Exercise requirements: All entries shown below should be duplicated character for character.

Dataset entries
◆ ◆ ◆
PR #5820, opened 2019-06-04
ENH: Adding R-squared and Adj. R_squared to summary_col

gyassine:
- [ ] tests added / passed.  

I've only added both R-squared and Adj. R_squared at the end of the summary_col...  I tried my best via travis-ci, but i don't know where is the problem. Though it works in python 3.6 (in travis) and 3.7 (on my computer)


statsmodels/iolib/summary2.py
```diff
@@ -395,7 +395,13 @@ def _col_params(result, float_format='%.4f', stars=True):
         res.loc[idx, res.columns[0]] = res.loc[idx, res.columns[0]] + '*'
     # Stack Coefs and Std.Errors
     res = res.iloc[:, :2]
-    res = res.stack()
+    if not isinstance(result, MixedLMResultsWrapper):
```
bashtage: Why don't you just duck-type:

``` 
if hasattr(result,'rsquared'):
    # Do stuff here with rsquared
if hasattr(result,'rsquared)adj'):
    # Do stuff here with rsquared-adj
```

This is much cleaner than making ex exemption to a single model, and having to create a dependency in this module to an unrelated one.

gyassine:
Thanks for this suggestion @bashtage

statsmodels/iolib/summary2.py
```diff
@@ -395,6 +395,17 @@ def _col_params(result, float_format='%.4f', stars=True):
...
     res = res.iloc[:, :2]
+    res = res.iloc[:, :2]
+    rsquared = rsquared_adj = np.nan
+    if hasattr(result, 'rsquared'):
+        rsquared = result.rsquared
+    if hasattr(result, 'rsquared_adj'):
+        rsquared_adj = result.rsquared_adj
+    r_result = pd.DataFrame({'Basic': [rsquared], 'Adj.': [rsquared_adj]},
+                            index=['R-squared'])
+    for col in r_result:
```
bashtage: You should only append if at least one of the r2 is not null.

```
if np.any(r_result):
    for col in r_results:...
```

gyassine: True...
Thanks again (it's my first pull !)

bashtage:
You need to remove the unused import

```
statsmodels/iolib/summary2.py:4:1: F401 'statsmodels.regression.mixed_linear_model.MixedLMResultsWrapper' imported but unused
```

gyassine:
Is everything ok now ?

bashtage:
`test_summary_col` is failing.  Click on the links above.  You have changed the output and so the test needs to be updated.

gyassine:
I actually don't understand my mistake... 
When I changed the output (adding the R-squared line) one platform, it gave me another error **in the same function** telling me to remove it in another platform...

In the same platform also, it is not consistent. For example, in Travis, it works for everything but python 3.7... I cannot understand why  🤕 ...

bashtage:
Something is wrong with your code.  All of the R2 are nan in which case these shouldn’t be shown.

bashtage:
FWIW you are failing everything on Azure, so it is a bad test.

gyassine:
@bashtage Can you explain me why it doesn't work ?
- On azure & aapveyor, I don't understand where is the problem
- On travis, now some test ask me to put again what i took out

bashtage:
You are failing because the models you are using don't have R2, but your string is printing them

From travis

```
 \nR-squared nan       nan      \n          nan       nan      \nX   
```

Can you run the tests locally?

gyassine:
It works fine locally... I don't understand why it show this...

bashtage:
I have fixed this in #5995 and will use that one.  There was an issue in old pandas where np.all didn't work correctly on a dataframe and returned a series rather than a scalar.

bashtage:
Thanks.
◆ ◆ ◆
Reply to the exercise:
PR #5820, opened 2019-06-04
ENH: Adding R-squared and Adj. R_squared to summary_col

gyassine:
- [ ] tests added / passed.  

I've only added both R-squared and Adj. R_squared at the end of the summary_col...  I tried my best via travis-ci, but i don't know where is the problem. Though it works in python 3.6 (in travis) and 3.7 (on my computer)


statsmodels/iolib/summary2.py
```diff
@@ -395,7 +395,13 @@ def _col_params(result, float_format='%.4f', stars=True):
         res.loc[idx, res.columns[0]] = res.loc[idx, res.columns[0]] + '*'
     # Stack Coefs and Std.Errors
     res = res.iloc[:, :2]
-    res = res.stack()
+    if not isinstance(result, MixedLMResultsWrapper):
```
bashtage: Why don't you just duck-type:

``` 
if hasattr(result,'rsquared'):
    # Do stuff here with rsquared
if hasattr(result,'rsquared)adj'):
    # Do stuff here with rsquared-adj
```

This is much cleaner than making ex exemption to a single model, and having to create a dependency in this module to an unrelated one.

gyassine:
Thanks for this suggestion @bashtage

statsmodels/iolib/summary2.py
```diff
@@ -395,6 +395,17 @@ def _col_params(result, float_format='%.4f', stars=True):
...
     res = res.iloc[:, :2]
+    res = res.iloc[:, :2]
+    rsquared = rsquared_adj = np.nan
+    if hasattr(result, 'rsquared'):
+        rsquared = result.rsquared
+    if hasattr(result, 'rsquared_adj'):
+        rsquared_adj = result.rsquared_adj
+    r_result = pd.DataFrame({'Basic': [rsquared], 'Adj.': [rsquared_adj]},
+                            index=['R-squared'])
+    for col in r_result:
```
bashtage: You should only append if at least one of the r2 is not null.

```
if np.any(r_result):
    for col in r_results:...
```

gyassine: True...
Thanks again (it's my first pull !)

bashtage:
You need to remove the unused import

```
statsmodels/iolib/summary2.py:4:1: F401 'statsmodels.regression.mixed_linear_model.MixedLMResultsWrapper' imported but unused
```

gyassine:
Is everything ok now ?

bashtage:
`test_summary_col` is failing.  Click on the links above.  You have changed the output and so the test needs to be updated.

gyassine:
I actually don't understand my mistake... 
When I changed the output (adding the R-squared line) one platform, it gave me another error **in the same function** telling me to remove it in another platform...

In the same platform also, it is not consistent. For example, in Travis, it works for everything but python 3.7... I cannot understand why  🤕 ...

bashtage:
Something is wrong with your code.  All of the R2 are nan in which case these shouldn’t be shown.

bashtage:
FWIW you are failing everything on Azure, so it is a bad test.

gyassine:
@bashtage Can you explain me why it doesn't work ?
- On azure & aapveyor, I don't understand where is the problem
- On travis, now some test ask me to put again what i took out

bashtage:
You are failing because the models you are using don't have R2, but your string is printing them

From travis

```
 \nR-squared nan       nan      \n          nan       nan      \nX   
```

Can you run the tests locally?

gyassine:
It works fine locally... I don't understand why it show this...

bashtage:
I have fixed this in #5995 and will use that one.  There was an issue in old pandas where np.all didn't work correctly on a dataframe and returned a series rather than a scalar.

bashtage:
Thanks.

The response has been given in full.